[Collected data entries]

——————————

PR #23, opened 2025-02-07
Elevator Reset Zero Position Command

braelynandthefrogs:
created and works with an error of about .04

### DIFF
--- a/src/main/java/frc/robot/Controls.java
+++ b/src/main/java/frc/robot/Controls.java
@@ -100,12 +100,24 @@ public class Controls {
     // Controls binding goes here
     operatorController.leftTrigger().whileTrue(s.elevatorSubsystem.goUpPower());
     operatorController.rightTrigger().whileTrue(s.elevatorSubsystem.goDownPower());
-    operatorController.y().onTrue(s.elevatorSubsystem.setLevel(ElevatorSubsystem.LEVEL_FOUR_POS));
-    operatorController.x().onTrue(s.elevatorSubsystem.setLevel(ElevatorSubsystem.LEVEL_THREE_POS));
-    operatorController.b().onTrue(s.elevatorSubsystem.setLevel(ElevatorSubsystem.LEVEL_TWO_POS));
-    operatorController.a().onTrue(s.elevatorSubsystem.setLevel(ElevatorSubsystem.LEVEL_ONE_POS));
+    operatorController
+        .y()
+        .onTrue(s.elevatorSubsystem.setLevel(ElevatorSubsystem.LEVEL_FOUR_POS).withName("L4"));
+    operatorController
+        .x()
+        .onTrue(s.elevatorSubsystem.setLevel(ElevatorSubsystem.LEVEL_THREE_POS).withName("L3"));
+    operatorController
+        .b()
+        .onTrue(s.elevatorSubsystem.setLevel(ElevatorSubsystem.LEVEL_TWO_POS).withName("L2"));
+    operatorController
+        .a()
+        .onTrue(s.elevatorSubsystem.setLevel(ElevatorSubsystem.LEVEL_ONE_POS).withName("L1"));
+    operatorController
+        .rightBumper()
+        .onTrue(s.elevatorSubsystem.setLevel(ElevatorSubsystem.INTAKE).withName("IntakePos"));
     operatorController.povUp().whileTrue(s.elevatorSubsystem.goUp());
     operatorController.povDown().whileTrue(s.elevatorSubsystem.goDown());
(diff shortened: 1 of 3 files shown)


src/main/java/frc/robot/subsystems/ElevatorSubsystem.java
```diff
@@ -36,8 +36,8 @@ public class ElevatorSubsystem extends SubsystemBase {
   private final double ELEVATOR_KS = 0;
   private final double ELEVATOR_KV = 0;
   private final double ELEVATOR_KA = 0;
-  private final double REVERSE_SOFT_LIMIT = STOWED - 1; // soft limits arent currently working
-  private final double FORWARD_SOFT_LIMIT = LEVEL_FOUR_POS + 3;
+  private final double REVERSE_SOFT_LIMIT = INTAKE - 0.05; // soft limits arent currently working
```
KangarooKoala, line 39: Are the soft limits still not working? (I'm guessing we just forgot to update this comment)

src/main/java/frc/robot/subsystems/ElevatorSubsystem.java
```diff
@@ -24,9 +24,9 @@ public class ElevatorSubsystem extends SubsystemBase {
...
   public static final double LEVEL_THREE_POS = 6;
   public static final double LEVEL_TWO_POS = 4;
-  public static final double LEVEL_ONE_POS = 1;
+  public static final double LEVEL_ONE_POS = 2;
   public static final double STOWED = 1;
-  public static final double INTAKE = 1;
+  public static final double INTAKE = 0;
   public static final double MANUAL = 1;
   private static final double POS_TOLERANCE = 0.02;
   // This gearbox represents a gearbox containing 4 Vex 775pro motors.
```
KangarooKoala, line 32: We should remove this stale comment at some point.

KangarooKoala (commented):
Just some random thoughts when looking through code in the morning. (Not related to the PR changes)

src/main/java/frc/robot/subsystems/ElevatorSubsystem.java
braelynandthefrogs: yes, they are working now, just forgot to update the comment. thanks for noticing, i will fix that

src/main/java/frc/robot/Controls.java
```diff
@@ -100,12 +100,24 @@ private void configureElevatorBindings() {
...
+        .x()
+        .onTrue(s.elevatorSubsystem.setLevel(ElevatorSubsystem.LEVEL_THREE_POS).withName("L3"));
+    operatorController
+        .b()
+        .onTrue(s.elevatorSubsystem.setLevel(ElevatorSubsystem.LEVEL_TWO_POS).withName("L2"));
+    operatorController
+        .a()
+        .onTrue(s.elevatorSubsystem.setLevel(ElevatorSubsystem.LEVEL_ONE_POS).withName("L1"));
+    operatorController
+        .rightBumper()
```
KangarooKoala, line 116: Note for future reference- This does conflict with the spinny claw controls. This is fine for the test benches since they won't both be enabled, but this needs to be fixed before we run on the bot (when that gets done).

src/main/java/frc/robot/Controls.java
```diff
@@ -100,12 +100,24 @@ private void configureElevatorBindings() {
...
+        .onTrue(s.elevatorSubsystem.setLevel(ElevatorSubsystem.LEVEL_FOUR_POS).withName("L4"));
+    operatorController
+        .x()
+        .onTrue(s.elevatorSubsystem.setLevel(ElevatorSubsystem.LEVEL_THREE_POS).withName("L3"));
+    operatorController
+        .b()
+        .onTrue(s.elevatorSubsystem.setLevel(ElevatorSubsystem.LEVEL_TWO_POS).withName("L2"));
+    operatorController
+        .a()
+        .onTrue(s.elevatorSubsystem.setLevel(ElevatorSubsystem.LEVEL_ONE_POS).withName("L1"));
```
jamesdooley4, line 114: For the command names, please prefix with `Elevator`, such as `ElevatorL4` and `ElevatorIntakePos`. That'll disambiguate this from the 'L4' preset command I expect will also exist for the arm/elbow.

jamesdooley4 (dismissed):

src/main/java/frc/robot/Controls.java
braelynandthefrogs: yep, I was aware and knew it wouldn't be a problem currently since we won't be running both at the same time currently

——————————

Show, from the records above, every line that includes "forgot".

KangarooKoala, line 39: Are the soft limits still not working? (I'm guessing we just forgot to update this comment)
braelynandthefrogs: yes, they are working now, just forgot to update the comment. thanks for noticing, i will fix that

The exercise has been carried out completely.